6. Voice + Values = Authenticity
Brands like Patagonia embed honesty and activism in everything they publish. When your voice reflects real values, it rings true—not hollow or rehearsed.
7. Real-World Examples
• Wendy’s (Snarky Rebel)
• Bold, cheeky comebacks and trending commentary make them stand out on social media (but always within brand boundaries).
• Mailchimp (Helpful Guide)
• Warm, uncomplicated, and empowering without jargon—approachable but smart.
• Rolex (Elegant Authority)
• Luxurious, descriptive, meticulous. The tone reinforces high-end craftsmanship.
8. Implementing Voice with Consistency
Create Your Voice Bible
List voice traits, sample dos and don’ts, voice vs. tone notes (e.g., in a crisis, use an empathetic tone), and guidelines for punctuation, emoji use, or formality.
Train Stakeholders
Host workshops and share templates. Ensure writers, support teams, and agencies know how you talk and why it matters .
Audit Regularly
Once annually—or whenever strategy shifts—review brand content assets. Track if the tone remains on a message or has drifted .
9. Common Mistakes & How to Avoid Them
• Chasing trends grazing, not owning soul
Don’t randomly adopt slang; align your tone with your core personality.
• Inconsistency across channels
Formal in blogs, jokey in email? It confuses users and dilutes trust.
• Ignoring your audience
Young professionals want a different tone than finance executives. Tailor messaging for each persona.
• Skipping measurement
Don’t set a tone and forget. Test copy and refine scores month-to-month.

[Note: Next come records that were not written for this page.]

PR #1235, opened 2019-04-17
Bug 1545269 - Request for Bug Dependency Graphs return a 404

dylanwh:
This should expose just the new graphs.

### DIFF
--- a/Bugzilla/App/Static.pm
+++ b/Bugzilla/App/Static.pm
@@ -11,7 +11,7 @@ use Bugzilla::Constants qw(bz_locations);
 
 my $LEGACY_RE = qr{
     ^ (?:static/v(?<version>[0-9]+\.[0-9]+)/) ?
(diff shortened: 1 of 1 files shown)


Bugzilla/App/Static.pm
```diff
@@ -11,7 +11,7 @@ use Bugzilla::Constants qw(bz_locations);
 
 my $LEGACY_RE = qr{
     ^ (?:static/v(?<version>[0-9]+\.[0-9]+)/) ?
-    (?<file>(?:extensions/[^/]+/web|(?:image|skin|j|graph)s)/.+)
+    (?<file>(?:extensions/[^/]+/web|(?:image|skin|j|graph)s|data/webdot).+)
```
purelogiq: Removing the `/` at the end is intentional?

dylanwh:
```suggestion
    (?<file>(?:extensions/[^/]+/web|(?:image|skin|j|graph)s|data/webdot)/.+)
```

PR #1236, opened 2019-04-18
Bug 1545295 - socorro lens chart for crash statistics blocked by CSP (Blocked by Content Security Policy)

dylanwh:


kyoshino:
Actually I tried this a bit last night but it seems to require more work. `metricsgraphics/socorro-lens.html` is not rendered properly. It shows `[% script_nonce FILTER none %]` as is so the script nonce is not outputted.

dylanwh:
yeah, I started testing after PR. It's static -- it can't use [% foo %] directives. So I'll move out the inline js.

dklawren:
> 
> 
> yeah, I started testing after PR. It's static -- it can't use [% foo %] directives. So I'll move out the inline js.

Are you going to do that as part of this PR or a new one?

dylanwh:
It should be all working now. I see this in the firefox console:

```
Content Security Policy: The page’s settings blocked the loading of a resource at inline (“script-src”).
```

But this doesn't happen in not-firefox. The line it refers to is line 3 of the socorro lens file.

PR #1245, opened 2019-04-23
Update of the NDA form. If there is a CASA ticket, use the ticket ins…

sylvestre:
…tead.


sylvestre:
Trying https://github.com/mozilla-bteam/bmo/pull/1246

PR #1246, opened 2019-04-23
no bug - Update of the NDA form

sylvestre:
If there is a CASA ticket, use the ticket instead.


sylvestre:
@dylanwh do you know why circleci is failing ?

dylanwh:
either:

1. this needs to be rebased to `master`, or
2. the commit must reference a bug. Otherwise we can't calculate the build info step.

```
no new revisions.  make sure you run this script before production is updated.
Exited with code 255
```

PR #1249, opened 2019-04-24
Bug 1546539 - [SEO] Many legacy and printable bug pages are cached by Google

kyoshino:
* Drop the `format=default` support from `show_bug.cgi` and redirect visitors to the modal UI.
* Drop `format=multiple` as well if only 1 bug ID is provided.
* Logged-in users who have explicitly disabled the modal UI through the user preference are not affected, will continue to see the legacy UI for now.
* Remove the legacy UI link from the modal UI.
* Remove the For Printing link from the both legacy and modal UI.

## Bugzilla link

[Bug 1546539 - [SEO] Many legacy and printable bug pages are cached by Google](https://bugzilla.mozilla.org/show_bug.cgi?id=1546539)


kyoshino:
Hmm I guess `format=multiple` can also be ditched now. It’s actually not suitable for printing due to the fixed header, but no one has complained about it, which means no one is using it.

kyoshino:
Fixing one more test failure...

PR #1252, opened 2019-04-24
Bug 1546788 - Deselect bug type by default unless component-specific type is defined

kyoshino:
Let users select bug type when they file a new bug unless the selected component doesn’t have the default bug type. Aside from this code change, an [admin task](https://bugzilla.mozilla.org/show_bug.cgi?id=1546815) is required to complete the update on production.

## Bugzilla link

[Bug 1546788 - Deselect bug type by default unless component-specific type is defined](https://bugzilla.mozilla.org/show_bug.cgi?id=1546788)


sylvestre:
@dylanwh Would you mind reviewing it?
We need to see that live (we see a lot of bugs incorrectly classified)
thanks

kyoshino:
Thanks, will do.

kyoshino:
Currently the default value is `defect` code-wise (not scheme-wise) so the population actually won’t happen but I’ve made the column non-null like other fields.

kyoshino:
@dylanwh Should I send a scheme-only PR?

PR #1255, opened 2019-04-29
Bug 1547714 - Attachment with application/octet-stream MIME type should not be previewed even if it’s actually text file

kyoshino:
Prevent attachments from being previewed when it’s marked as binary, even if the content is plaintext. This should have been included in #1168.

## Bugzilla link

[Bug 1547714 - Attachment with application/octet-stream MIME type should not be previewed even if it’s actually text file](https://bugzilla.mozilla.org/show_bug.cgi?id=1547714)


kyoshino:
No, SVG is still forbidden. The trick is `/^image\/(?!vnd|svg).+$/`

10. Your Brand Voice Workbook
Here’s an actionable recap to start writing with an unapologetic personality:
1. Brainstorm your persona: Who would you be if you were a person?
2. Pick 3 voice traits: e.g., candid, knowledgeable, witty.
3. Map your tone: Place yourself on NN’s 4 scales.
4. Write sample copy: Homepage blurb, email snippet, social post.
5. Test with users and revisit tone up to six times.
6. Finalize and document: Create a living guide with voice rules and real examples.
7. Train your team and audit usage.
The Final Note
Brand voice is deceptively powerful. A well-crafted, consistent voice builds emotional resonance, defines your personality, and sharpens your competitive edge. Nail that—and your brand does more than talk. It connects.
So, are you unconventionally rebellious or politely polished? Irreverent or elegantly conversational? Let your voice do the heavy lifting—and your audience will lean in, listen, and stay.